■ WHAT TO WORK ON:
From the listing below, copy out every line where the word "having" appears.

■ MATERIAL FOR THIS TASK:
PR #3401, opened 2018-02-21
Added composite mark callout

starry97:


src/compositemark/callout.ts
```diff
@@ -0,0 +1,74 @@
...
+}
+
+export interface CalloutConfig extends MarkConfig {
+  calloutOffset: {x: number, y: number};
+  calloutSize: {x: number, y: number};
+  labelOffset:{x: number, y: number};
+}
+
+export function normalizeCallout(spec: GenericUnitSpec<Encoding<string>, CALLOUT>): LayerSpec {
+  const {mark: mark, selection: _sel, projection: _p, encoding, ...outerSpec} = spec;
```
kanitw:
```
// TODO:  determine what's the general rule for applying selection for composite marks
```

Add todo (we don't have good general rule yet)

src/compositemark/callout.ts
```diff
@@ -0,0 +1,74 @@
...
+  let calloutOffset: {x: number, y: number} = undefined;
+  let calloutSize: {x: number, y: number} = undefined;
+  let labelOffset: {x: number, y: number} = undefined;
+
+  const defaultOffset = {x: 0, y: 0};
```
kanitw: I have a few issues here

1.  Why should default offset for call out and label be the same?  More importantly, calloutSize shouldn't be zero. 

Instead of inventing offset out of nowhere here.  We should have each of these in `config.callout` with default values already set (just like we have `size` for box -- and read the values from there).

src/compositemark/callout.ts
```diff
@@ -0,0 +1,74 @@
...
+  if (isCalloutDef(mark)) {
+    calloutOffset = mark.calloutOffset ? mark.calloutOffset : defaultOffset;
+    calloutSize = mark.calloutSize ? mark.calloutSize : defaultOffset;
+    labelOffset = mark.labelOffset ? mark.labelOffset : defaultOffset;
+  }
+  const {text: textEncoding, ...encodingWithoutText} = encoding;
+  if (!textEncoding) {
+    // throw error since it must provides an text
```
kanitw: an text => a text

src/compositemark/callout.ts
```diff
@@ -0,0 +1,74 @@
...
+    throw new Error('Must have a text encoding in composite mark callout');
```
kanitw: Why throwing an error?  Imagine you're still typing the spec in the editor.  Instead of getting an intermediate stage without text (text =""), this will unnecessarily crash the plot, which is not an ideal user experience.

src/compositemark/callout.ts
```diff
@@ -0,0 +1,74 @@
...
+          xOffset: labelOffset.x + calloutSize.x + calloutOffset.x,
+          yOffset: labelOffset.y + calloutSize.y + calloutOffset.y
+        },
+        encoding
+      }, { // callout
+        mark: {
+          type: 'rule',
+          xOffset: calloutOffset.x,
+          yOffset: calloutOffset.y,
+          x2Offset: calloutSize.x,
```
kanitw: you have to add calloutOffset too.

src/compositemark/callout.ts
```diff
@@ -0,0 +1,74 @@
...
+          y2Offset: calloutSize.y
+        },
+        encoding: {
+          x: encoding.x,
```
kanitw: why do you have to repeat x and y,  aren't they included in `encodingWithoutText` already?

`x2` and `y2` makes sense though.

src/compositemark/callout.ts
```diff
@@ -0,0 +1,74 @@
...
+  if (!textEncoding) {
+    // throw error since it must provides an text
+    throw new Error('Must have a text encoding in composite mark callout');
+  }
+  const returnedSpec: LayerSpec = {
+    ...outerSpec,
+    layer: [
+      { // label
+        mark: {
+          type: 'text',
```
kanitw: missing style -- maybe "callout-label" ?

src/compositemark/callout.ts
```diff
@@ -0,0 +1,74 @@
...
+          xOffset: labelOffset.x + calloutSize.x + calloutOffset.x,
+          yOffset: labelOffset.y + calloutSize.y + calloutOffset.y
+        },
+        encoding
+      }, { // callout
+        mark: {
+          type: 'rule',
```
kanitw: missing style -- maybe "callout-rule" ?

src/compositemark/callout.ts
starry97: Add calloutOffset in mark property?

kanitw: As discussed in person, the math here is a bit incorrect.  :)

kanitw:
@starry97  -- one possibility for all of these offset thing is having `calloutAngle` and then makes all of the `calloutOffset`, `calloutSize` (maybe rename to `calloutLength`), `labelOffset` just `number` rather than `{x,y}` -- then you can do the math to calculate things.

kanitw:
Rebase onto `2.x-annotation`?  (The first commit is redundant)

src/compositemark/callout.ts
```diff
@@ -0,0 +1,131 @@
...
+export const CALLOUT: 'callout' = 'callout';
+export type CALLOUT = typeof CALLOUT;
+
+export interface CalloutDef {
+  type: CALLOUT;
+  calloutAngle?: number;
+  calloutOffset?: number;
+  calloutLength?: number;
+  labelOffset?: number;
+  callout?: MarkDef;
```
kanitw: MarkDef is a bit too much?   You don't want them to change the mark type of the `callout`.

src/compositemark/callout.ts
```diff
@@ -0,0 +1,131 @@
...
+  label?: MarkDef;
+}
+
+export function isCalloutDef(mark: CALLOUT | CalloutDef): mark is CalloutDef {
+  return !!mark['type'];
+}
+
+export type CalloutStyle = 'callout-label' | 'callout-rule';
+
+export const CALLOUT_STYLES: CalloutStyle[] = ['callout-label', 'callout-rule'];
```
kanitw: We should decide if we want dash or camelCase and be consistent across all composite marks.  

- camelCase is good as this will be a property `config.style.calloutLabel` -- having dash will be awkward?  
- but normally we should dash for property names.  Also we should just redirect `config.callout.label` to `config.style.calloutLabel` / `config.style["callout-label"]` anyway 
   - the question is do we do `config.callout.rule` or just `config.callout` for the part that will get redirected to `config.style.calloutRule` / `config.style["callout-rule"]` 

@domoritz  -- any opinion?

src/compositemark/callout.ts
```diff
@@ -0,0 +1,131 @@
...
+
+export interface CalloutConfig extends MarkConfig {
```
kanitw: Why does this extend mark config?  

For example, if I set "config.callout.size", would this affect the callout in some way?

src/compositemark/callout.ts
```diff
@@ -0,0 +1,131 @@
...
+
+  }
+
+  const returnedSpec: LayerSpec = {
+    ...outerSpec,
+    layer: [
+      { // label
+        mark: {
+          type: 'text',
+          style: 'callout-label',
```
kanitw: Need to decide if we use dash or camelCase throughout the project

src/compositemark/callout.ts
```diff
@@ -0,0 +1,131 @@
...
+          xOffset: labelOffsetCoordinate.x,
+          yOffset: labelOffsetCoordinate.y
+        },
+        encoding
+      }, { // callout
+        mark: {
+          type: 'rule',
+          style: 'callout-rule',
```
kanitw: Need to decide if we use dash or camelCase throughout the project

src/compositemark/callout.ts
```diff
@@ -0,0 +1,131 @@
...
+          ...encodingWithoutText
+        }
+      }
+    ]
+  };
+  return returnedSpec;
+}
+
+export function getCoordinateFromAngleAndLength(angle: number, length: number): {x: number, y: number} {
+  // tan(angle) = y/x
```
kanitw: I don't understand why this function has to be this complicated with so many corner cases. 

Can't you just use sine and cosine?

src/compositemark/index.ts
```diff
@@ -21,23 +22,25 @@ export function remove(mark: string) {
...
-export type CompositeMark = BOXPLOT | ERRORBAR;
+export type CompositeMark = BOXPLOT | ERRORBAR | CALLOUT;
 
-export type CompositeMarkDef = BoxPlotDef;
+export type CompositeMarkDef = BoxPlotDef | CalloutDef;
 
 export type CompositeAggregate = BOXPLOT;
 
-export const COMPOSITE_MARK_STYLES = BOXPLOT_STYLES;
+export const COMPOSITE_MARK_STYLES = BOXPLOT_STYLES || CALLOUT_STYLES;
```
kanitw: Why `||`?

src/compositemark/callout.ts
```diff
@@ -0,0 +1,131 @@
...
+  const calloutAngle: number = mark.calloutAngle ? mark.calloutAngle : config.callout.calloutAngle;
+  const calloutOffset: number = mark.calloutOffset ? mark.calloutOffset : config.callout.calloutOffset;
+  const calloutLength: number = mark.calloutLength ? mark.calloutLength : config.callout.calloutLength;
+  const labelOffset: number = mark.labelOffset ? mark.labelOffset : config.callout.labelOffset;
+
+  const calloutOffsetCoordinate: {x: number, y: number} = getCoordinateFromAngleAndLength(calloutAngle, calloutOffset);
+  const calloutLengthCoordinate: {x: number, y: number} = getCoordinateFromAngleAndLength(calloutAngle, calloutOffset + calloutLength);
+  const labelOffsetCoordinate: {x: number, y: number} = getCoordinateFromAngleAndLength(calloutAngle, calloutOffset + calloutLength + labelOffset);
+
+  const {text: textEncoding, ...encodingWithoutText} = encoding;
```
kanitw: I'm not sure if we should just copy size for both of them:

`size` for `text` is `fontSize`
`size` for `rule` is invalid

only copy size to text?

src/compositemark/callout.ts
```diff
@@ -0,0 +1,131 @@
...
+    return null;
+  }
+
+  const calloutAngle: number = mark.calloutAngle ? mark.calloutAngle : config.callout.calloutAngle;
+  const calloutOffset: number = mark.calloutOffset ? mark.calloutOffset : config.callout.calloutOffset;
+  const calloutLength: number = mark.calloutLength ? mark.calloutLength : config.callout.calloutLength;
+  const labelOffset: number = mark.labelOffset ? mark.labelOffset : config.callout.labelOffset;
+
+  const calloutOffsetCoordinate: {x: number, y: number} = getCoordinateFromAngleAndLength(calloutAngle, calloutOffset);
+  const calloutLengthCoordinate: {x: number, y: number} = getCoordinateFromAngleAndLength(calloutAngle, calloutOffset + calloutLength);
```
kanitw: The name is misleading.   This is not coordinate of "calloutLength`.   


Call them `calloutOffsetCoor1` and `calloutOffsetCoor2` ?

src/compositemark/callout.ts
```diff
@@ -0,0 +1,131 @@
...
+  const labelOffsetCoordinate: {x: number, y: number} = getCoordinateFromAngleAndLength(calloutAngle, calloutOffset + calloutLength + labelOffset);
```
kanitw: this is slightly from the input labelOffset though,  maybe `labelTotalOffsetCoor`?

src/compositemark/callout.ts
```diff
@@ -0,0 +1,131 @@
...
+import {MarkConfig, MarkDef} from '../mark';
+import {GenericUnitSpec, LayerSpec} from '../spec';
+
+
+export const CALLOUT: 'callout' = 'callout';
+export type CALLOUT = typeof CALLOUT;
+
+export interface CalloutDef {
+  type: CALLOUT;
+  calloutAngle?: number;
```
kanitw: You should share things that are similar between `CalloutDef` and `CalloutConfig` so that you don't have the write documentation twice.  

Also, missing documentation for all of these properties here.

src/compositemark/callout.ts
```diff
@@ -0,0 +1,131 @@
...
+          y2: encoding.y,
+          ...encodingWithoutText
+        }
+      }
+    ]
+  };
+  return returnedSpec;
+}
+
+export function getCoordinateFromAngleAndLength(angle: number, length: number): {x: number, y: number} {
```
kanitw: Does this function have to be this complicated with so many corner cases?

I think you should be able to just use sine and cosine?  (If you don't get it, revise about vector projection)

src/compositemark/callout.ts
```diff
@@ -1,30 +1,25 @@
...
-export interface CalloutDef {
+export interface CalloutDef extends CalloutConfig {
   type: CALLOUT;
-  calloutAngle?: number;
-  calloutOffset?: number;
-  calloutLength?: number;
-  labelOffset?: number;
-  callout?: MarkDef;
-  label?: MarkDef;
+  callout?: MarkConfig;
```
kanitw: callout mark is already the whole thing so I don't think we should call the line segment part a `callout`.   After all, this should be consistent with config, and `config.callout.callout` is confusing.

kanitw: I wonder if it makes sense to support `style` and `clip` too, but definitely not type?

(Maybe not -- I'm just asking)

src/compositemark/callout.ts
```diff
@@ -39,12 +34,16 @@ export interface CalloutConfigMixins {
...
+  calloutLabel?: MarkConfig;
+  calloutRule?: MarkConfig;
 }
 
 export const VL_ONLY_CALLOUT_CONFIG_PROPERTY_INDEX: {
   [k in keyof CalloutConfigMixins]?: (keyof CalloutConfigMixins[k])[]
 } = {
-  callout: ['calloutAngle', 'calloutOffset', 'calloutLength', 'labelOffset']
+  callout: ['calloutAngle', 'calloutOffset', 'calloutLength', 'labelOffset'],
+  calloutLabel: ['color'],
```
kanitw: why is color in here?

src/compositemark/callout.ts
```diff
@@ -39,12 +34,16 @@ export interface CalloutConfigMixins {
    * @hide
    */
   callout?: CalloutConfig;
+  calloutLabel?: MarkConfig;
```
kanitw: let's remove `config.calloutLabel`, `config.calloutRule` and make `config.callout.label/rule`.

src/compositemark/callout.ts
```diff
@@ -1,30 +1,25 @@
...
+  callout?: MarkConfig;
+  label?: MarkConfig;
 }
 
 export function isCalloutDef(mark: CALLOUT | CalloutDef): mark is CalloutDef {
   return !!mark['type'];
 }
 
-export type CalloutStyle = 'callout-label' | 'callout-rule';
+export type CalloutStyle = 'calloutLabel' | 'calloutRule';
```
kanitw: Wonder why you prefer camelcase?   (I start liking dash more at this point, but wanna hear your rationale too.)

src/compositemark/callout.ts
kanitw: These two (`label` and whatever you gonna call `rule/line/callout`) should be in CalloutConfig anyway.

src/compositemark/callout.ts
kanitw: My rationale is we most use camelCase for property keys, but dash-case for property values.

Since style name is a value, then dash-case is better.

src/compositemark/callout.ts
```diff
@@ -0,0 +1,114 @@
...
+  callout?: CalloutConfig;
+}
+
+
+export function normalizeCallout(spec: GenericUnitSpec<Encoding<string>, Callout | CalloutDef>, config: Config): LayerSpec {
+  // TODO:  determine what's the general rule for applying selection for composite marks
+  const {mark, selection: _sel, projection: _p, encoding, ...outerSpec} = spec;
+  const markDef = isMarkDef(mark) ? mark : {type: mark};
+
+  const calloutAngle: number = markDef.calloutAngle || config.callout.calloutAngle;
```
kanitw: This is probably a better pattern

```
const markDef = {
    ...config.callout
    ...isMarkDef(mark) ? mark : {type: mark}
};

const {calloutAngle, calloutOffset, calloutLength, labelOffset} = markDef;
```


(If this is applicable for boxplot, please submit a PR to refactor too.)

src/compositemark/callout.ts
```diff
@@ -0,0 +1,114 @@
...
+   */
+  labelOffset?: number;
+}
+
+export interface CalloutDef extends GenericMarkDef<Callout>, CalloutConfig {}
+
+export interface CalloutConfigMixins {
+  /**
+   * Callout Rule Config
+   * @hide
```
kanitw: No need to hide anymore

src/compositemark/callout.ts
```diff
@@ -0,0 +1,114 @@
...
+   * __Default value: `"45"`
+   */
+  calloutAngle?: number;
+  /**
+   * Offset of callout line.
+   * __Default value: `"0"`
+   */
+  calloutOffset?: number;
+  /**
+   * Length of callout length.
```
kanitw: Length of callout

src/compositemark/callout.ts
```diff
@@ -0,0 +1,114 @@
...
+};
+
+export interface CalloutConfig extends CalloutPartsMinxins {
+  /**
+   * Angle of callout line.
+   * __Default value: `"45"`
+   */
+  calloutAngle?: number;
+  /**
+   * Offset of callout line.
```
kanitw: Offset distance between the data point and the callout line

src/compositemark/callout.ts
```diff
@@ -0,0 +1,114 @@
...
+   * __Default value: `"0"`
+   */
+  calloutOffset?: number;
+  /**
+   * Length of callout length.
+   * __Default value: `"30"`
+   */
+  calloutLength?: number;
+  /**
+   * Offset of callout label.
```
kanitw: Offset distance between callout line and label

src/compositemark/callout.ts
```diff
@@ -0,0 +1,114 @@
...
+  // TODO:  determine what's the general rule for applying selection for composite marks
+  const {mark, selection: _sel, projection: _p, encoding, ...outerSpec} = spec;
+  const markDef = isMarkDef(mark) ? mark : {type: mark};
+
+  const calloutAngle: number = markDef.calloutAngle || config.callout.calloutAngle;
+  const calloutOffset: number = markDef.calloutOffset || config.callout.calloutOffset;
+  const calloutLength: number = markDef.calloutLength || config.callout.calloutLength;
+  const labelOffset: number = markDef.labelOffset || config.callout.labelOffset;
+
+  const calloutOffsetCoor1: {x: number, y: number} = getCoordinateFromAngleAndLength(calloutAngle, calloutOffset);
```
kanitw: Do you really need `: {x: number, y: number}` for all of these?  Seems a bit unnecessarily verbose.

src/compositemark/callout.ts
```diff
@@ -0,0 +1,114 @@
...
+  const calloutOffsetCoor2: {x: number, y: number} = getCoordinateFromAngleAndLength(calloutAngle, calloutOffset + calloutLength);
+  const labelTotalOffsetCoor: {x: number, y: number} = getCoordinateFromAngleAndLength(calloutAngle, calloutOffset + calloutLength + labelOffset);
+
+  const {text: textEncoding, size: sizeEncoding, ...encodingWithoutTextAndSize} = encoding;
+  if (!textEncoding) {
+    log.warn('callout mark should have text encoding');
+  }
+
+  const returnedSpec: LayerSpec = {
```
kanitw: just return it?

src/compositemark/callout.ts
```diff
@@ -0,0 +1,114 @@
...
+  const calloutAngle: number = markDef.calloutAngle || config.callout.calloutAngle;
+  const calloutOffset: number = markDef.calloutOffset || config.callout.calloutOffset;
+  const calloutLength: number = markDef.calloutLength || config.callout.calloutLength;
+  const labelOffset: number = markDef.labelOffset || config.callout.labelOffset;
+
+  const calloutOffsetCoor1: {x: number, y: number} = getCoordinateFromAngleAndLength(calloutAngle, calloutOffset);
+  const calloutOffsetCoor2: {x: number, y: number} = getCoordinateFromAngleAndLength(calloutAngle, calloutOffset + calloutLength);
+  const labelTotalOffsetCoor: {x: number, y: number} = getCoordinateFromAngleAndLength(calloutAngle, calloutOffset + calloutLength + labelOffset);
+
+  const {text: textEncoding, size: sizeEncoding, ...encodingWithoutTextAndSize} = encoding;
```
kanitw: `const {text, size, ...encodingWithoutTextAndSize} = encoding` is more concise?

src/config.ts
```diff
@@ -270,6 +270,16 @@ export const defaultConfig: Config = {
     whisker: {}
   },
 
+
+  callout: {
+    calloutAngle: 45,
+    calloutOffset: 0,
```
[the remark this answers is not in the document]
starry97: Should we add any offset between data points and callout? I feel like by default we should just point at data points.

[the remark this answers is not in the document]
kanitw: try to draw that by hand on paper and see if you still think the same :)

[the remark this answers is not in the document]
kanitw: Thinking more, there is some value for calloutOffset = 0 for line marks.   So I'd say try to make examples and see if this is a default that you're happy with.

kanitw:
Sorry for going back and forth.  I google callout and only see cloud style callout.  This makes me wonder if `calloutline` is a better mark name.  In any case, changing name is not that hard, I'd still keep the name `callout` and address other issues / make examples.

src/compositemark/callout.ts
```diff
@@ -0,0 +1,111 @@
...
+export type CalloutPartsMinxins = {
+  [part in CalloutPart]?: MarkConfig
+};
+
+export interface CalloutConfig extends CalloutPartsMinxins {
+  /**
+   * Angle of callout line.
+   * __Default value: `45`
+   */
+  calloutAngle?: number;
```
kanitw: The mark is called callout anyway.  This could be just the `angle`?

src/compositemark/callout.ts
```diff
@@ -0,0 +1,111 @@
...
+  /**
+   * Offset distance between the data point and the callout line.
+   * __Default value: `0`
+   */
+  calloutOffset?: number;
```
kanitw: You are calling the rule "line",  so `lineOffset`?

src/compositemark/callout.ts
```diff
@@ -0,0 +1,111 @@
...
+  /**
+   * Length of callout.
+   * __Default value: `30`
+   */
+  calloutLength?: number;
```
kanitw: lineLength?

src/compositemark/callout.ts
kanitw: (This is `config.callout.angle` anyway.)

src/compositemark/callout.ts
```diff
@@ -0,0 +1,111 @@
...
+   * __Default value: `45`
+   */
+  calloutAngle?: number;
+  /**
+   * Offset distance between the data point and the callout line.
+   * __Default value: `0`
+   */
+  calloutOffset?: number;
+  /**
+   * Length of callout.
```
kanitw: Length of a callout line

src/config.ts
```diff
@@ -270,6 +270,16 @@ export const defaultConfig: Config = {
...
+    calloutLength: 30,
+    labelOffset: 5,
```
kanitw: 5 is a bit too much IMHO.  I think 2 is better.  In any case, your documentation says default is `0`, which doesn't match the number here.

kanitw:
I'm playing with it a little bit.  Here is another example you could polish and consider adding:
```
{
  "layer": [{
    "mark": "line",
    "encoding": {
    }

  }, {
    "transform": [{
      "filter": {
        "field": "date",
        "range": [
          {"year": 2006, "month": 1, "day": 1},
          {"year": 2006, "month": 1, "day": 1}
        ]
      }
    }],
    "mark": {
      "type": "callout",
      "calloutAngle": 90,
      "label": {
        "align": "center"
      },
      "labelOffset": 2
    },
    "encoding": {
      "text": {"value": "high horsepower"},
      "color": {"value": "red"}
    }
  }, {
    "transform": [{
      "filter": {
        "field": "date",
        "range": [
          {"year": 2006, "month": 1, "day": 1},
          {"year": 2006, "month": 1, "day": 1}
        ]
      }
    }],
    "mark": {
      "type": "circle",
      "color": "red"
    },
    "encoding": {
      "text": {"value": "high horsepower"}
    }
  }]
}
```

kanitw:
image

kanitw:
- [ ] Besides `align`, `baseline` is important too.   You might wanna look at @NeelMohapatra's PR recently to see if you can reuse similar rules. 

image

g3o2:
What would this callout look like if it was supposed to represent several data points instead of just one ? Should there be a similar restriction as with `selection`, that is `point` and `interval`?

kanitw:
@g3o2  you can draw multiple callouts just like any other marks.  This is just a macro for drawing line segment(s) and text(s) using just one (composite) mark.

kanitw:
@starry97  -- any update on this?  (Do you still have time to clean it up for a release?)

domoritz:
What's left in this PR? I think this would be awesome to have but I won't have the cycles to finish it.

PBI-David:
Is there any chance of this being resurrected? It looks like a fantastic feature to have.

■ REPLY TO THE TASK:
@starry97  -- one possibility for all of these offset thing is having `calloutAngle` and then makes all of the `calloutOffset`, `calloutSize` (maybe rename to `calloutLength`), `labelOffset` just `number` rather than `{x,y}` -- then you can do the math to calculate things.
- camelCase is good as this will be a property `config.style.calloutLabel` -- having dash will be awkward?  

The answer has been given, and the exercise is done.